OK. I have this dream of building a small boat to take around the lake that my aunt lives on. It's nothing complicated, just a raft (or, more clearly, a wooden platform supported by those blue floating barrels (if you've been around water much, you probably know what I mean.))

The main reason I need help is that I've no idea about the creation of it. I have a concept drawing. At this point, I don't think measurement s are necessary, as I'm merely attempting to give you a picture of what I'm trying to do.










OK.

The platform will be wooden. The railings will probably be made out of dowels. 
The sail frame will be PVC pipe, there will be a hole in the deck of the boat so the sail can be removed, and replaced with other items such as an umbrella or a table.
The sail itself will probably be an old sheet with grommets or (if necessary) something sturdier ( a tarp?) On non-windy days, I'll be Huck Finning it and using a pole to pull the boat along (the lake is relatively shallow.)

Now, I have a few questions about how to go about this:

1. Does the general idea look good? (i.e. Is the boat shaped wrong?)
2. What about waterproofing? Is it necessary? How do I go about it?
3. Any other input.

(I realize the drawing is ugly. It's a concept drawing, not a blueprint.)


----------



## JohnWill (Oct 19, 2002)

Well, it'll probably float, but it's speed will suck, since it'll plow through the water. Also, you need a rudder if you plan on actually being able to go to a specific destination.


----------



## blaine2521 (Sep 30, 2006)

I would drill holes in the wood and the barrels. Use nuts and bolts to connect all together.


----------



## Blackmirror (Dec 5, 2006)

I love your drawing .. my hubby made my sons a raft using a tractor inner tube blown up


----------



## JohnWill (Oct 19, 2002)

Drill holes in the barrels? Probably not a real good idea!  I think I'd rig straps to hold the barrels, unless you want to be able to sink the thing.


----------



## iltos (Jun 13, 2004)

nice idea :up: 
'cept like john, i'd advise against putting any kind of holes in the things you're counting on to stay afloat 

haven't looked at this site beyond a glance....first google hit -homemade raft
http://www.captainfletch.com/projects/boats/barellraft/barrelraft.asp


----------



## JohnWill (Oct 19, 2002)

Note that they didn't know how to steer their raft, that's why I suggest a rudder.  If you want to have any amount of sail, you may need a centerboard or keel of some kind too.


----------



## chaos4001 (Aug 3, 2005)

JohnWill said:


> Note that they didn't know how to steer their raft, that's why I suggest a rudder.  If you want to have any amount of sail, you may need a centerboard or keel of some kind too.

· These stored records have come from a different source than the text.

Issue #9898, opened 2015-01-09
EventDispatcher: crash if adding/removing event listeners and dispatching event in event callback function


fusijie:
`version:` v3.3

`Issue:` if dispatch the same event on the listener's event callback, the program will crash.

`reproduce:`

download the 2 classes(HelloWorldScene & BugUnit) to v3.3 HelloWorld Project.

[https://github.com/fusijie/Cocos2dx-Issue/tree/master/dispatchCustomEvent-crash](https://github.com/fusijie/Cocos2dx-Issue/tree/master/dispatchCustomEvent-crash)

WenhaiLin:
Fixed at https://github.com/cocos2d/cocos2d-x/pull/9963

PR #9901, opened 2015-01-09
add issue9898

fusijie:
refer to : [https://github.com/cocos2d/cocos2d-x/issues/9898](https://github.com/cocos2d/cocos2d-x/issues/9898)


minggo:
Thanks.
But i think it is better not use is id as class name.
Please use a class name that can describe the issue.

fusijie:
@minggo 
ok, I will correct it and resend the pr.

zilongshanren:
[ci rebuild]

minggo:
Duplicated with #9963.

PR #9904, opened 2015-01-09
Fixed dead loop when the width of label[system font] smaller then one word of the string on android

WenhaiLin:


minggo:

PR #9915, opened 2015-01-10
FileUtils::fullPathForFilename should return "" if resource is not found.

AknEp:
I Think this method should return empty string when the resource is not found.
Because, I cannot check if the file found or not with current implementation.


AknEp:
This problem was already commented as `FIXME`.

dabingnn:
Thanks.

Lol... centerboard? Keel? Don't know what those are.

A rudder would be a good idea.

What kind of strap would I use? Made of some kind of metal strap stuff?

Might it help to cut the front of the raft into a point and have only one barrel at the front? That would potentially increase speed right?


----------



## Guyzer (Jul 3, 2004)

chaos4001 said:


> Might it help to cut the front of the raft into a point and have only one barrel at the front? That would potentially increase speed right?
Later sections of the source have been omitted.